- Born: 15 September 1980 (age 45) Kyiv Oblast, Ukrainian SSR
- Education: Kyiv National I. K. Karpenko-Kary Theatre, Cinema and Television University
- Occupations: Animation director, animator, artist
- Years active: 1999–present
- Awards: National Union of Cinematographers of Ukraine Award (2013)

= Anatoliy Lavrenishyn =

Ukrainian animation director and artist (born 1980)

Anatoliy Lavrenishyn (born 15 September 1980) is a Ukrainian animation director, animator, and artist. He is a key figure in contemporary Ukrainian animation, known for his award-winning films The Shop of Songbirds and Victor Robot.

== Biography ==
Anatoliy Lavrenishyn was born in 1980 in the Kyiv Oblast. From 1998 to 2004, he studied at the Kyiv National I. K. Karpenko-Kary Theatre, Cinema and Television University in the workshop of the renowned Ukrainian animator Yevhen Syvokin.

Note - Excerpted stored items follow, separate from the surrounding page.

PR #1705, opened 2024-08-22
Convert LuaRocks to Teal

hishamhm:
Google Summer of Code 2024 project by @V1K1NGbg, mentored by @hishamhm 

This is the cleaned-up branch with the changes reorganized for merging into the LuaRocks main branch, based on the work done by @V1K1NGbg in his [working branch](https://github.com/luarocks/luarocks/tree/lua-to-teal-migration).


hishamhm (commented):
@V1K1NGbg I made this revised commit set which organizes the changes file-by-file. I'm going through them one-by-one, and I managed to get to about a third (I stopped at `luarocks.manif`, going by commit order. I will continue from there tomorrow.)

You can make any the changes I mention in the comments here, and push them directly as separate commits to this `teal` branch, then click "resolve conversation" on the comment. I'll then join the commits again in the end to make them ready to merge. (Just name the commit after the file name, to make it easier for me to sort them later!)

So far I must say I'm very happy with how things are turning out! The review changes are all minor, and reading through the codebase with the type information makes it much much easier to follow. Excited to get this to the merge point!!

src/luarocks/deps.tl
```diff
@@ -324,28 +326,28 @@ function deps.fulfill_dependencies(rockspec, depskey, deps_mode, verify, deplock
...
-            util.printerr("   luarocks search "..name)
-         end
+         -- if no_upgrade then
+         --    util.printerr("This version of "..name.." is designed for use with")
+         --    util.printerr(tostring(dep)..", but is configured to avoid upgrading it")
+         --    util.printerr("automatically. Please upgrade "..dep.name.." with")
+         --    util.printerr("   luarocks install "..dep.name)
+         --    util.printerr("or look for a suitable version of "..name.." with")
+         --    util.printerr("   luarocks search "..name)
+         -- end
```
hishamhm, line 350: oh wow, looks like this codepath was broken this whole time! I think I have a fix.

src/luarocks/deps.tl
```diff
@@ -740,8 +755,8 @@ local function find_lua_incdir(prefix, luaver, luajitver)
    return nil, mainerr
 end
 
-function deps.check_lua_incdir(vars)
-   if vars.LUA_INCDIR_OK == true
+function deps.check_lua_incdir(vars: {string: string}): boolean, string, string
+   if vars.LUA_INCDIR_OK == "ok" --! fix later
```
hishamhm, line 759: you can search for `--! fix later` in this file and remove these; we'll keep it like this

src/luarocks/signing.tl
```diff
@@ -3,21 +3,21 @@ local signing = {}
 local cfg = require("luarocks.core.cfg")
 local fs = require("luarocks.fs")
 
-local function get_gpg()
+local function get_gpg(): string, string
    local vars = cfg.variables
-   local gpg = vars.GPG
+   local gpg = vars.GPG --? string from line 30
```
hishamhm, line 8: correct — you can remove the comment

src/luarocks/manif/writer.tl
```diff
@@ -46,15 +55,12 @@ end
...
-   assert(type(items) == "table")
-   assert(type(name) == "string" and not name:match("/"))
-   assert(type(version) == "string")
+local function remove_package_items(storage: {string: {string}}, name: string, version: string, items: {string: string})
+   assert(not name:match("/"))
 
    local package_identifier = name.."/"..version
 
-   for item_name, path in pairs(items) do  -- luacheck: ignore 431
+   for item_name, _ in pairs(items) do  -- luacheck: ignore 431
```
hishamhm, line 63: please change `_` to `_path` and remove the `-- luacheck` comment

src/luarocks/manif/writer.tl
```diff
@@ -259,35 +253,41 @@ local function save_table(where, name, tbl)
...
             next = {}
             walk[filename] = next
          end
          last = walk
          last_name = filename
-         walk = next
+         if not next is string then
+            walk = next
+         else
+            return nil, "Next was string, expected a table"
```
hishamhm, line 276: this is an internal consistency check, so we shouldn't bubble-up an error message as if it was a normal failure condition.

If `next` is a string here, that means it was a LuaRocks bug. So, it's actually better to assert. Teal `next` is smart enough to remember an `is` test inside an assert:

```lua
last_name = filename
assert(next is {string: Entry})
walk = next
```

src/luarocks/remove.tl
```diff
@@ -1,23 +1,28 @@
...
+
 --- Obtain a list of packages that depend on the given set of packages
 -- (where all packages of the set are versions of one program).
 -- @param name string: the name of a program
 -- @param versions array of string: the versions to be deleted.
 -- @return array of string: an empty table if no packages depend on any
 -- of the given list, or an array of strings in "name/version" format.
-local function check_dependents(name, versions, deps_mode)
-   local dependents = {}
+local function check_dependents(name: string, versions: {string: any}, deps_mode: string): {Result}
```
hishamhm, line 24: if I followed the code correctly, this should be `versions: {string: {Result}}`

src/luarocks/cmd.tl
```diff
@@ -12,10 +22,21 @@ local fun = require("luarocks.fun")
...
+local type Args = require("luarocks.core.types.args").Args
+
+local type Module = cmd.Module
+
+local type PersistableTable = require("luarocks.core.types.persist").PersistableTable
 
-local hc_ok, hardcoded = pcall(require, "luarocks.core.hardcoded")
+local type Config = cfg
+
+-- local pack = table.pack or function(...) return { n = select("#", ...), ... } end
```
hishamhm, line 37: can delete this

src/luarocks/cmd.tl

He works as a designer, artist, and animator for several animation studios. His work often blends traditional hand-drawn techniques with digital styles.

== Filmography ==

| Year | Title | Original Title | Role |
|---|---|---|---|
| 1999 | Night | Ніч | Animator |
| 2001 | Finches and Others | Зяблики та інші | Director, writer, production designer |
| 2002 | The Firefly | Світлячок | Co-production designer |
| 2008 | A Fun Fairytale | Прикольна казка | Animation director |
| 2010 | Childhood Friend | Друг дитинства | Animator |
| 2011 | The White Crow | Біла ворона | Animator |
| 2013 | The Shop of Songbirds | Крамниця співочих пташок | Director |
| 2020 | Victor Robot | Віктор Робот | Director |

== Awards ==

- 2014: National Union of Cinematographers of Ukraine Award for Best Animated Film (for The Shop of Songbirds).